(DATASET EXCERPTS Opens)
PR #12082, opened 2017-05-12
[Music]Fix Cue sheet regression and improve handling

DaveTBlake:
There are various issues with the way that cuesheets are handled, some are regressions since v16 related to changes to the way the current playlist works or broken the music library and files view were unified by #8011. All came up during testing to make the songs node as efficient as possible (within the limits of the current CFileItem list overall design), see #11785

- Tracks were being wrongly looked up e.g. playback of the last track on a file with an embedded cuesheet and both the first and last songs get highlighted (either from library or fileview), and next not work from first song. The incorrect array access could be a crash source too.
- Odd behaviour when playing music in a file with an embedded cuesheet from fileview. Number of items on the current playlist would increase exponentially (!) every time the screen was switched to that view. The cue document was being expanded recurrsively.
 -   On play from fileview of the folder containing a .cue file that has been scanned into the library, all the tracks on the related music file are played, but the current playlist displays the details (title, track number, artist, duration etc.) of just the first song.
  -  On playback of both kinds of cuesheet songs from the library the replay gain values are not applied (so the song node delaying reading of embedded cuesheet data from DB was disabled in v17 as it was not doing anything useful).

The way embedded cuesheet handling was implemented for v15, using the music db, was taking 7% of the total time taken to process the songs node, even if there were no cuesheets in the music collection. This was all in order get replay gain for embedded cuesheets, that were then only applied in certain playback paths, and as a minority use clearly not worth the overhead. Disabled as a quick work around in v17, this PR redesigns how replay gain for both kinds of cuesheet songs is implemented.

There appeared to be two possible approaches to applying the replay gain values for cuesheet songs in the library: 

1.  Get the player to process any cue document fetching rgain values, at the same point that it scans ordininary music files for metatdata.
2.  Store the rgain values in the db.

The latter seems the best way to avoid additional repeated processing of cue documents during playback, so the schema change stores any replaygain values in the song table. This avoids LEFT joins (which are slow on SQLite and worth avoiding), but most importantly it avoids the original separate query per song approach that is so inefficient on larger music collections. As 4 float values (8 byte each), never used in music slection or filtering, it is most space efficient to store the album and track gain and peak values as a single string.


DaveTBlake:
This has been tested by users and BigNoid , no regerssions, so looking to merge by end of week if no one complains.

@Paxxi perhaps you could check my code if you have a moment

DaveTBlake:
jenkins build this please

xbmc/CueDocument.cpp
```diff
@@ -194,9 +194,41 @@ void CCueDocument::GetSongs(VECSONGS &songs)
...
   for (size_t i = 0; i < m_tracks.size(); ++i)
   {
-    CSong song;
-    GetSong(i, song);
-    songs.push_back(song);
+    CSong aSong;
+    const CCueTrack& track = m_tracks[i];
+    //Pass artist to MusicInfoTag object by setting artist description string only.
+    //Artist credits not used during loading from cue sheet.
+    if ((track.strArtist.length() == 0) && (m_strArtist.length() > 0))
```
Paxxi: I would use `track.strArtist.empty() && !m_strArtist.empty()`

xbmc/CueDocument.cpp
```diff
@@ -194,9 +194,41 @@ void CCueDocument::GetSongs(VECSONGS &songs)
...
+    //Pass album artist to MusicInfoTag object by setting album artist vector. 
+    aSong.SetAlbumArtist(StringUtils::Split(m_strArtist, g_advancedSettings.m_musicItemSeparator));
+    aSong.strAlbum = m_strAlbum;
+    aSong.genre = StringUtils::Split(m_strGenre, g_advancedSettings.m_musicItemSeparator);
+    aSong.iYear = m_iYear;
+    aSong.iTrack = track.iTrackNumber;
+    if (m_iDiscNumber > 0)
+      aSong.iTrack |= (m_iDiscNumber << 16); // see CMusicInfoTag::GetDiscNumber()
+    if (track.strTitle.length() == 0) // No track information for this track!
+      aSong.strTitle = StringUtils::Format("Track %2d", track.iTrackNumber);
```
Paxxi: use fmt syntax, either `{}` if 2 digits isn't important or `{:2d}` if it is

xbmc/CueDocument.cpp
```diff
@@ -194,9 +194,41 @@ void CCueDocument::GetSongs(VECSONGS &songs)
...
+    else
+      aSong.strTitle = track.strTitle;
+    aSong.strFileName = track.strFile;
+    aSong.iStartOffset = track.iStartTime;
+    aSong.iEndOffset = track.iEndTime;
+    if (aSong.iEndOffset)
+      aSong.iDuration = (aSong.iEndOffset - aSong.iStartOffset + 37) / 75;
```
Paxxi: maybe add some comment for these magic values

xbmc/music/tags/ReplayGain.cpp
```diff
@@ -74,6 +75,35 @@ void ReplayGain::SetPeak(Type aType, float aPeak)
...
 }
 
+std::string ReplayGain::Get() const
+{
+  if (!Get(ALBUM).Valid() && !Get(TRACK).Valid())
+    return StringUtils::Empty;
+
+  std::string rg;
+  if (Get(ALBUM).Valid())
+    rg = StringUtils::Format("%.3f,%.3f,", Get(ALBUM).Gain(), Get(ALBUM).Peak());
```
Paxxi: use fmt formatting here as well `{:.3f}`

see more at http://fmtlib.net/latest/syntax.html

xbmc/music/tags/ReplayGain.cpp
```diff
@@ -74,6 +75,35 @@ void ReplayGain::SetPeak(Type aType, float aPeak)
     m_data[index(aType)].SetPeak(aPeak);
 }
 
+std::string ReplayGain::Get() const
+{
+  if (!Get(ALBUM).Valid() && !Get(TRACK).Valid())
+    return StringUtils::Empty;
```
Paxxi: use `return std::string()` the Empty is some legacy thing that should be removed

Paxxi (commented):
Overall looks good to me.

xbmc/CueDocument.cpp
DaveTBlake: I didn't design this just rearranged the code, so I don't know why it is like this!

MartijnKaijser: Perhaps just add a todo or whatever comment so others could fill it in later

DaveTBlake:
Thanks @Paxxi for C++ improvements, code was historic but good to get it fixed

jenkins build this please

MartijnKaijser:
jenkins build this please

PR #12083, opened 2017-05-12
[droid] Define that we possibly use the microphone in Kodi

MartijnKaijser:
## Description
Add the fact that we can use the microphone to the manifest file

## Motivation and Context
We should inform users
https://developer.android.com/guide/topics/manifest/uses-feature-element.html

## How Has This Been Tested?
testing?

## Types of change

## Checklist:

### DIFF
--- a/tools/android/packaging/xbmc/AndroidManifest.xml.in
+++ b/tools/android/packaging/xbmc/AndroidManifest.xml.in
@@ -13,8 +13,10 @@
     <uses-permission android:name="android.permission.GET_TASKS" />
     <uses-permission android:name="android.permission.BLUETOOTH" />
     <uses-permission android:name="android.permission.MODIFY_AUDIO_SETTINGS" />
+    <uses-permission android:name="android.permission.RECORD_AUDIO" />
 
     <uses-feature android:name="android.hardware.bluetooth" android:required="false" />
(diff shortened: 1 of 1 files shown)


koying:
Assuming it is in the context of speech recog, it's not needed because *we* don't record audio: we call a system service for speech-to-text. We don't see the first bit of it being recorded.

RECORD_AUDIO is needed if we actually do recording, with https://developer.android.com/guide/topics/media/mediarecorder.html for instance.

The perm doesn't do any harm per se, ofc, but can be misleading and lead to unneeded anguish (and potentially stupid clickbait articles ;) )

MartijnKaijser:
That was also the thing that crossed my mind :)

Hedda:
@koying @MartijnKaijser what about Kodi (python) addons that want to use the microphone for new features such as Google Assistant and Amazon Alexa, or an karaoke addon? 

Example: https://developers.google.com/assistant/sdk/develop/python/

Would Kodi not need to declare possibly use the microphone in the manifest file for Kodi's (python) addons to be able to access and use the microphone on Android?

koying:
An app *never* uses the microphone in the context of Assistant or Alexa.
The relevant system services do.

I don't see how a python addon could use a microphone under Android unless we create an interface for it, so it's out-of-scope for now.

PR #12090, opened 2017-05-14
DVDVideoCodecFFmpeg: Consistency fixes (buildsys rework in progress)

fritsch:
DVDVideoCodecFFmpeg currently needs both VAAPI and VDPAU dependencies to succesfully compile, therefore it conflicts with given CMAKE parameters to disable either or on X11.

That's not a fix to make it buildable for each alone, but a consistency workaround in order to reduce the massive ifdeffery.

For people with MIR / DRM/KMS this needs changes.

To my knowledge the buildsystem change that revisits "kodi platforms" is on its way.

@lrusak for information

### DIFF
--- a/xbmc/cores/VideoPlayer/DVDCodecs/Video/DVDVideoCodecFFmpeg.cpp
+++ b/xbmc/cores/VideoPlayer/DVDCodecs/Video/DVDVideoCodecFFmpeg.cpp
@@ -1162,7 +1162,11 @@ IHardwareDecoder* CDVDVideoCodecFFmpeg::GetHWAccel()
 }
 
 //------------------------------------------------------------------------------
-// temporary
+// The current way of handling build targets is way too complicated.
+// It's basically a long mess of combining options, which needs revisiting
+// This factory is temporary in its current state. That means certain
+// cmake options to remove certain decoders in certain combinations won't work
+// until the build system is revisited.
 //------------------------------------------------------------------------------
 
 #ifdef HAS_DX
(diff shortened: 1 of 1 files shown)


xbmc/cores/VideoPlayer/DVDCodecs/Video/DVDVideoCodecFFmpeg.cpp
```diff
@@ -1176,12 +1180,10 @@ IHardwareDecoder* CDVDVideoCodecFFmpeg::CreateVideoDecoderHW(AVPixelFormat pixfm
...
-#if defined(HAVE_LIBVA) || defined(HAVE_LIBVDPAU)
-#if defined(HAVE_LIBVA)
+// Linux X11 - Currently works only if both
+// VAAPI and VDPAU dependencies are available
+#if defined(HAVE_LIBVA) && defined(HAVE_LIBVDPAU)
 #include "VAAPI.h"
-#endif
-#if defined(HAVE_LIBVDPAU)
 #include "VDPAU.h"
 #endif
```
stefansaraev: the ```#endif``` here should be dropped.

fritsch: Nope?

stefansaraev: I think you do, or I am blind today :) see L1201

fritsch: You are right, thx - the pita of ifdeffery.

FernetMenta:
+1

lrusak:
Thanks!

wsnipex:
I would prefer putting this workaround in cmake instead, so users actually have a chance to get notified they need to activate both.

FernetMenta:
I would prefer that the buld system is adjusted to meet requirements so that this workaround is not needed anymore.

wsnipex:
how is it the build systems fault that DVDVideoCodecFFmpeg doesn't compile with only vaapi or vdpau?

wsnipex (changes requested):
this needs to be done in cmake with proper error messages. Doing it here is totally opaque to the user and will lead to support burden

lrusak:
We cannot build Rome in a day. Incremental changes are just fine.

We are working on a plan via a feature matrix about the needed cmake
changes.

wsnipex:
we are talking about 3 LOC in cmake to implement what this PR intends in a way that does not replace one bug with another.

wsnipex:
LOL

fritsch:
No - I don't find that stuff funny anymore. This has sandbox character ...

PR #15061, opened 2021-07-22
Fix #13465: Creating a scenario based on a won save game results in a scenario that's instantly won.

### LINKED ISSUE #13465: Creating a scenario from a won save game can only create scenarios that have already been won.
OS: Kubuntu Linux 20.04
Version: ??? Version info still not showing up on Ubuntu title screen (see #12909) updated as of this post
Commit/Build: ???

I'm creating a scenario based on a saved game, but the save file has already been won for its own scenario goals. The problem is that no matter what settings I try to use or what I try to modify in the save game file, the new scenario that's created is always already won from the start, even though the scenario goals clearly haven't been met.

I've asked for help elsewhere looking for a possible way to un-win the scenario as a workaround for this problem, but it seems like it shouldn't be a problem in the first place. Whatever flag is listing the saved game as 'already won', should be automatically removed as part of the process of making a new scenario based on it.

- [ no ] Specific to multiplayer?

**Steps to reproduce:**
1. Create a saved game.
2. In the cheats window, click 'Win Scenario'.
3. Save the game.
4: Exit to menu.
5: Create a scenario based on a saved game.
6: Create a new scenario based on the save from step 3.
7: Load the new scenario.
8: No matter what you set the new scenario's goals to, it's already won the moment you load it.

**Screenshots / Video:**

Purgatoria 2020-11-26 22-02-44
(Listing the insane goal in a separate issue.)

ocalhoun6:
Yeah ... I have _very_ little idea what I'm doing here. C++ is weird, and I'm not sure I'm doing this github stuff the right way, either.

Also very hazy on how setting these park flags works. I _think_ gParkFlags is some kind of array or vector full of binary true/false flags? But I'm not sure how it knows which flag to set based on these big variable names like "PARK_FLAGS_SCENARIO_COMPLETE_NAME_INPUT". And I'm new to C++, so these bitwise operators like &= and |= are kind of mind-boggling for me. Don't really understand why they're used this way. And _really_ not sure if I should be using &= or |= in this instance.

Also not sure if I'm doing everything that's necessary.
To fix this from the console takes two commands: 
`scenario.status = "inProgress" `
`park.setFlag("scenarioCompleteNameInput", false)`
But in the scenario.cpp code, I can't find _anything_ about scenario.status or the inProgress flag.

So, yeah ... this _might_ be an utter failure and only messing things up. But I think I've got it at least _close_ to where it needs to be. The extra line of code is in the right place, and if I got lucky enough to guess the correct operator _and_ there really aren't any other flags, this should work.

### DIFF
--- a/src/openrct2/Editor.cpp
+++ b/src/openrct2/Editor.cpp
@@ -140,6 +140,7 @@ namespace Editor
 
         // reset whether the scenario has been won, to make sure it hasn't:
         gParkFlags &= ~PARK_FLAGS_SCENARIO_COMPLETE_NAME_INPUT;
+        gScenarioCompletedCompanyValue = MONEY64_UNDEFINED;
 
         gScreenFlags = SCREEN_FLAGS_SCENARIO_EDITOR;
         gS6Info.editor_step = EditorStep::ObjectiveSelection;
--- a/src/openrct2/Editor.cpp
+++ b/src/openrct2/Editor.cpp
@@ -138,7 +138,7 @@ namespace Editor
         gS6Info.objective_arg_3 = gScenarioObjective.NumGuests;
         climate_reset(gClimate);
 
-        // reset whether the scenario has been won, to make sure it hasn't:
+        // Clear the scenario completion status
         gParkFlags &= ~PARK_FLAGS_SCENARIO_COMPLETE_NAME_INPUT;
         gScenarioCompletedCompanyValue = MONEY64_UNDEFINED;
 
--- a/src/openrct2/Editor.cpp
+++ b/src/openrct2/Editor.cpp
@@ -138,6 +138,9 @@ namespace Editor
         gS6Info.objective_arg_3 = gScenarioObjective.NumGuests;
         climate_reset(gClimate);
 
+        // reset whether the scenario has been won, to make sure it hasn't:
+        gParkFlags &= ~PARK_FLAGS_SCENARIO_COMPLETE_NAME_INPUT;
+
         gScreenFlags = SCREEN_FLAGS_SCENARIO_EDITOR;
         gS6Info.editor_step = EditorStep::ObjectiveSelection;
         gS6Info.category = SCENARIO_CATEGORY_OTHER;
--- a/contributors.md
+++ b/contributors.md
@@ -175,6 +175,7 @@ The following people are not part of the development team, but have been contrib
 * Struan Clark (xtruan)
 * Kane Shaw (seifer7)
 * Saad Rehman (SaadRehmanCS)
+* (ocalhoun6)
 
 ## Toolchain
 * (Balletie) - macOS
--- a/distribution/changelog.txt
+++ b/distribution/changelog.txt
@@ -2,6 +2,7 @@
 ------------------------------------------------------------------------
 - Feature: [#15084] [Plugin] Add "vehicle.crash" hook
 - Feature: [#15143] Added a shortcut key for Giant Screenshot.
+- Fix: [#13465] Creating a scenario based on a won save game results in a scenario that’s instantly won.
 - Fix: [#14316] Closing the Track Designs Manager window causes broken state.
 - Fix: [#15096] Crash when placing entrances in the scenario editor near the map corner.
 - Fix: [#15142] ToonTowner's mine roofs were moved into the pirate theme scenery group instead of the mine theme scenery group.


ocalhoun6:
Also ... I haven't figured out how to download and build my own branch yet ... especially how to do it without screwing up my main installation. Maybe I'll try to build it on a windows VM? Yeah ... I really wish I could test this to make sure it works.

For my own notes or in case anyone wants to try it, there are two things that need to be tested:
1: Open any scenario.
2: Win the scenario, either legitimately or by using the 'win scenario' cheat.
3: Save the scenario.
4: Convert the saved game to a scenario.
5: Open the new scenario as a new game.
6: Confirm that it doesn't show up as already completed.

1: Open any scenario.
2: _Don't_ win the scenario, either legitimately or by using the 'win scenario' cheat.
3: Save the scenario.
4: Convert the saved game to a scenario.
5: Open the new scenario as a new game.
6: Confirm that it doesn't show up as already completed. (To make sure that I didn't accidentally just invert the problem.)

ocalhoun6:
An alternate way to do this might be to edit scenario.cpp and and add this line at about line100.

There are pros and cons to both ways.
Doing it in editor.cpp means that newly created scenarios will be fixed and will work on other RCT versions.
Doing it in scenario.cpp means that it will be fixed when the game loads a faulty scenario -- which means that scenarios that were previously created with this fault will be able to be loaded properly.

If you want, maybe it could be done in _both_, to get the best of both worlds, redundantly fixing it when a new scenario is created _and_ when a faulty scenario that was built before this fix is loaded as a new game? It would be as simple as taking the line I added in editor.cpp and also adding it to the right place in scenario.cpp ... just let me know if you want it done that way.

As things are now, I wanted to minimize how intrusive I was being and limit the scope of my edits so that I couldn't screw up more than I was intending to work on.

ocalhoun6:
Oh, and I should also tag #13465 probably, so people reading that issue will know about this PR.

Broxzier:
Flags are used to save memory. Since there is not a single-bit structure in C++, the smallest type is `(unsigned) char` which is 8 bits. By giving each of its bit a different meaning, one `char` could be used to store 8 on/off values, saving you 7*8=56 bits in memory in case you would use a new `char` for each variable. Sawyer used flags a lot throughout the codebase.

The bitwise operators you use are correct.
`~` inverses all the bits. `00110011` becomes `11001100`.
`A &= B;` does two things, it `&` (AND)s A and B (leaving only `1`s where there are `1`s on both sides), then stores the result in A.

Imagine that `gParkFlags` is a 8-bit integer (holding a randomly chose value of `01100101`) and `PARK_FLAGS_SCENARIO_COMPLETE_NAME_INPUT` is 4 (binary `00000100`, B in the example).
```
gParkFlags = 01100101
B  = 00000100 // The flag
~B = 11111011

gParkFlags & ~B = 01100101 & 11111011

01100101 
11111011 &
----------
01100001
     ^
```

The result then gets stored in `gParkFlags`. This essentially removed the flag, since that is the only bit that is 0, as indicated by the `^`.

I hope this helps you understand flags and bitwise operators a _bit_ better.

ocalhoun6:
That _does_ help a lot! (Heh, guess I got lucky copying the right operator from scenario.cpp)

If I'm understanding this right, then `PARK_FLAGS_SCENARIO_COMPLETE_NAME_INPUT` is also an unsigned char with a value of 4 (in binary)? I suppose that's set in one of those header files, right?

Now I just need to figure out how to download, build, and run this branch so I can test it. That will probably have to wait until after the camping trip I'm going on. Thanks to your explanation, I'm now _much_ more confident that I've figured out how to set this flag correctly ... but I still need to test it and find out if that's really the only flag that needs to be changed.

Gymnasiast:
> Just saw the changelog tag ... should I also make an addition to the changelog within this PR?

Yep.

> And is this an original bug? I'm on linux, so I don't have a vanilla installation to test it on.

I just checked in vanilla, the bug is only in OpenRCT2. By the way, I’m on Linux too - RCT2 runs well in Wine.

Gymnasiast (approved):

Gymnasiast:
You probably also need to set `gScenarioCompletedCompanyValue` to MONEY32_UNDEFINED. (Or when https://github.com/OpenRCT2/OpenRCT2/pull/15117 is merged first, MONEY64_UNDEFINED).

ocalhoun6:
I'm pretty swamped this weekend, but I'll try to get this tested on Monday.
And thanks for pointing out that other variable! It might really save the day if this doesn't work properly the first time around.

ocalhoun6:
> You probably also need to set `gScenarioCompletedCompanyValue` to MONEY64_UNDEFINED.

Just finished testing it as-is ... and this doesn't seem to be the case.

Maybe `gScenarioCompletedCompanyValue` is still holding an incorrect value as you play the scenario, but it doesn't seem to mark the scenario as won, and I'm assuming it gets overwritten with the new correct value when you actually win the scenario.

Tested:
- Converting a new (unwon) forest frontiers save to a scenario -- worked correctly as usual
- Winning forest frontiers, saving the game, then converting the save to a scenario -- worked correctly; no more sign of the bug
- Winning dynamite dunes, saving the game, then converting the save to a scenario -- worked correctly; no more sign of the bug

I think I'm going to call this one fixed!

I think I'm supposed to add myself to the contributors file, right? I'll see if I can add that, and then change this from a draft PR to one ready to be merged.

ocalhoun6:
Okay, did the contributors thing ... and it already seems to no longer be a draft?
I guess as soon as the automated checks clear, this thing is ready to go through the process, then.

Gymnasiast:
For good measure, it’s better if you set `gScenarioCompletedCompanyValue` to MONEY64_UNDEFINED anyway.

ocalhoun6:
Okay, added that as well.
Once the checks go through, I'll test it again just to make sure that didn't screw anything up (even though I can't imagine that it would).

src/openrct2/Editor.cpp
```diff
@@ -138,6 +138,10 @@ namespace Editor
         gS6Info.objective_arg_3 = gScenarioObjective.NumGuests;
         climate_reset(gClimate);
 
+        // reset whether the scenario has been won, to make sure it hasn't:
```
Broxzier, line 141:
```suggestion
        // Clear the scenario completion status
```

Gymnasiast (approved):

PR #15072, opened 2021-07-23
Add constants for golf flags

duncanspumpkin:
This grew a few arms and legs along the way and its now a general refactor of golf related code.


src/openrct2/ride/Vehicle.cpp
```diff
@@ -8906,53 +8906,56 @@ void Vehicle::UpdateTrackMotionMiniGolfVehicle(Ride* curRide, rct_ride_entry* ri
                 }
                 track_progress++;
                 break;
-            case 1: // loc_6DC7ED
+            case MiniGolfState::Unk1: // loc_6DC7ED
```
duncanspumpkin, line 8909: This case is never set in the moveinfo so its safe to just assert false it. It also means the var_d3 is never set. It may be that RCT1 saves have a value in D3 though so removing it might cause some super minor difference.

src/openrct2/ride/Vehicle.h
```diff
@@ -376,6 +376,18 @@ struct train_ref
...
+namespace MiniGolfFlag
+{
+    constexpr uint8_t Flag0 = (1 << 0);
+    constexpr uint8_t Flag1 = (1 << 1);
+    constexpr uint8_t Flag2 = (1 << 2);
+    constexpr uint8_t Flag3 = (1 << 3);
+    constexpr uint8_t Flag4 = (1 << 4);
+    constexpr uint8_t Flag5 = (1 << 5); // transitioning between hole
+    constexpr uint8_t Flag6 = (1 << 6);
+    constexpr uint8_t Flag7 = (1 << 7);
```
tupaschoal, line 390: On https://github.com/OpenRCT2/OpenRCT2/pull/15072/commits/08632500183b3473dc3144c9eef77cb2543499b2 these two flags are unused

duncanspumpkin: yes realise that. Added it just in case can be removed now.

src/openrct2/ride/Vehicle.cpp
```diff
@@ -8906,51 +8906,54 @@ void Vehicle::UpdateTrackMotionMiniGolfVehicle(Ride* curRide, rct_ride_entry* ri
...
                     }
-                    if (trackPos.z == 6)
+                    if (animation == MiniGolfAnimation::PutLeft)
                     {
-                        auto* curPeep = GetEntity<Guest>(peep[0]);
-                        if (curPeep != nullptr && curPeep->Id & 7)
+                        if (curPeep->Id & 7)
                         {
-                            trackPos.z = 8;
+                            animation = MiniGolfAnimation::Put;
```
pizza2004, line 8943: I believe this should say putt?

src/openrct2/ride/VehicleSubpositionData.cpp
```diff
@@ -25824,7 +25833,7 @@ static constexpr const rct_vehicle_info_list *TrackVehicleInfoListReverserRCRear
 
 // rct2: 0x008B8F30
 constexpr const rct_vehicle_info_list * const * gTrackVehicleInfo[static_cast<uint8_t>(VehicleTrackSubposition::Count)] = {
-    TrackVehicleInfoListDefault,                  // VehicleTrackSubposition::Default
+    TrackVehicleInfoListDefault,                     // VehicleTrackSubposition::Default
```
Gymnasiast, line 25836: stray change

src/openrct2/ride/VehicleSubpositionData.cpp
```diff
@@ -18527,396 +18536,396 @@ CREATE_VEHICLE_INFO(TrackVehicleInfo_9395FF, {
 })
 
 CREATE_VEHICLE_INFO(TrackVehicleInfo_939691, {
-    { -32768,    0,    0,  0,  0,  0 }, {     31,   16,    0,  0,  0,  0 }, {     29,   16,    0,  0,  0,  0 }, {     27,   16,    0,  0,  0,  0 }, { -32768,    4,    1,  0,  0,  0 },
```
Gymnasiast, line 18530: What do the occurrences that were not replaced with either MINI_GOLF_STATE or MINI_GOLF_ANIMATION signify?

duncanspumpkin: They are normal sub position entries that move the vehicle the set distance

Gymnasiast:
Code looks good apart from the single line note. I do want to test it a little bit.

Gymnasiast (approved):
(DATASET EXCERPTS Closes)
▸ WHAT NEEDS TO BE DONE: Lines of the listing above that hold the string "distribution" should each be copied.

▸ SOLUTION TO THE EXERCISE:
--- a/distribution/changelog.txt
+++ b/distribution/changelog.txt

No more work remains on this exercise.